[TASK INSTRUCTIONS] A bare number is the expected answer: the count of lines in the data holding "basis".

[RECORDS PROVIDED]

PR #1285, opened 2026-03-26
docs: Update overview.md

CanonicalJP:
Makes small changes to `./docs/overview.md`


docs/overview.md
yan-man, line 52: comparing vs the WP, maybe we should add asset registration/listing here too

docs/overview.md
```diff
@@ -44,7 +44,7 @@ A Hub can have an unspecified number of Spokes, each one contributing to the tot
 
 ## Hub
 
-The Hub is immutable and serves as the central coordinator for liquidity management in Aave V4. The design allows for multiple Hubs to exist, with each Hub maintaining oversight of its own set of Spokes. Each Hub sets the add/draw caps for its Spokes and enforces crucial accounting invariants. The design objective was to make the Hub as simple as possible.
+The Hub is upgradeable and serves as the central coordinator for liquidity management in Aave V4. The design allows for multiple Hubs to exist, with each Hub maintaining oversight of its own set of Spokes. Each Hub sets the add/draw caps for its Spokes and enforces crucial accounting invariants. The design objective was to make the Hub as simple as possible.
```
yan-man: "The design objective was to simplify the Hub as much as possible." -> this last sentence I dont think flows logically from the stuff preceding it, as in the things mentioned dont necessarily explain how it simplifies the Hub

docs/overview.md
```diff
@@ -202,16 +202,16 @@ The Reinvestment Module offers an optional tool to support capital efficiency wh
...
-- **Opt‑In for Users**: Participation in reinvestment is not compulsory. Reinvestment is enabled at the Hub level on a per-asset basis; users choose whether to interact with a reinvestment-enabled asset by supplying to a spoke Reserve that is connected to that Hub asset. Users who prefer not to participate can supply to spoke Reserves linked to Hub assets without an active reinvestment controller.
-- **Enhanced Yields**: By deploying otherwise idle liquidity into external strategies, opt‑in liquidity providers can earn incremental returns on top of borrower interest.
+- **Opt‑In for Users**: Participation in reinvestment is not compulsory. Reinvestment is enabled at the Hub level on a per-asset basis; users choose whether to interact with a reinvestment-enabled asset by supplying to a spoke Reserve that is connected to that Hub asset. Since the reinvestment controller is a governance-controlled parameter that can be activated at any time. It is the Governor's responsibility to properly communicate any planned activation and its timeframe in advance, giving existing suppliers the opportunity to withdraw their funds if they wish to opt out.
```
yan-man:
```suggestion
- **Opt‑In for Users**: Participation in reinvestment is not compulsory. Reinvestment is enabled at the Hub level on a per-asset basis; users choose whether to interact with a reinvestment-enabled asset by supplying to a spoke Reserve that is connected to that Hub asset. Since the reinvestment controller is a governance-controlled parameter that can be activated at any time, it is the Governor's responsibility to properly communicate any planned activation and its timeframe in advance. This gives existing suppliers the opportunity to withdraw their funds if they wish to opt out.
```

yan-man: tbh the title here is opt-in but this feels more like opt-out, esp the way this is written and the feature impl bc like mentioned it can be changed any time for a given asset connected to your existing position, and isnt enforced that the governor must give notice

docs/overview.md
```diff
@@ -202,16 +202,16 @@ The Reinvestment Module offers an optional tool to support capital efficiency wh
...
+- **New Yield Opportunities**: By deploying otherwise idle liquidity into external strategies, opt‑in liquidity providers can potentially earn incremental returns on top of borrower interest.
```
yan-man:
```suggestion
- **New Yield Opportunities**: By deploying otherwise idle liquidity into external strategies, liquidity providers opting in can earn additional returns on top of borrower interest.
```

returns are always >= 0 right, bc losses are absorbed by treasury? potentially just sounds like it could be a loss

docs/overview.md
```diff
@@ -202,16 +202,16 @@ The Reinvestment Module offers an optional tool to support capital efficiency wh
...
 - **Optional by Design**: The module can remain disabled without affecting core supply and borrow functionality. When inactive, all liquidity stays in the Hub.
 
 The reinvestment infrastructure enables the protocol to optimize capital efficiency while maintaining user choice and clear risk allocation. Implementation details, strategy selection, and risk management frameworks are governance decisions that can evolve based on protocol needs and market conditions.
 
 # Dynamic Risk Configuration
 
-One of the major risk‑side limitations of V3 lies in its single, global risk configuration per asset. This design creates significant governance overhead and potential user harm through unexpected liquidations, as any parameter change, in particular lowering the liquidation threshold, immediately affects every open position.
+One of the major risk‑side limitations of Aave V3 lies in its single, global risk configuration per asset. This design creates significant governance overhead and potential user harm through unexpected liquidations, as any parameter change, in particular lowering the liquidation threshold, immediately affects every open position.
```
yan-man:
```suggestion
One of the major risk‑side limitations of Aave V3 lies in its single, global risk configuration per asset. This design creates significant governance overhead and potential user friction through unexpected liquidations, as any parameter change, in particular lowering the liquidation threshold, immediately affects every open position.
```

harm just sounds too negative imo

docs/overview.md
```diff
@@ -250,18 +250,18 @@ The architecture of dynamic configuration comes with several practical constrain
...
-- **Dutch‑Auction Style Liquidation Bonus:** V3 applies a static liquidation bonus that does not depend on the borrower’s health factor. Aave V4 introduces a variable liquidation bonus that increases linearly as the health factor decreases. Governance can specify two spoke‑wide parameters that shape the liquidation bonus: `healthFactorForMaxBonus` and `liquidationBonusFactor`.
+- **Target Health Factor vs Close Factor:** In Aave V3, the default close factor is 50% (with a 100% close factor when HF < 0.95 or when liquidation amounts are under a given base currency threshold). Liquidators would typically repay half of a borrower’s debt and seize half of their collateral. Aave V4 removes the default close‑factor: the maximum a liquidator can repay (in situations that do not result in dust collateral or debt remaining) is the amount needed to bring the borrower back to the `TargetHealthFactor` determined by the Governor.
```
yan-man:
```suggestion
- **Target Health Factor vs Close Factor:** In Aave V3, the default close factor is 50% (with a 100% close factor when HF < 0.95 or when liquidation amounts are under a given base currency threshold). Liquidators would typically repay half of a borrower’s debt and seize a corresponding amount of their collateral. Aave V4 removes the default close factor: the maximum a liquidator can repay (in situations that do not result in dust collateral or debt remaining) is the amount needed to bring the borrower back to the `TargetHealthFactor` determined by the Governor.
```

half of user debt != half of user's coll necessarily. Also need to account for LB on top

docs/overview.md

[TASK ANSWER] 3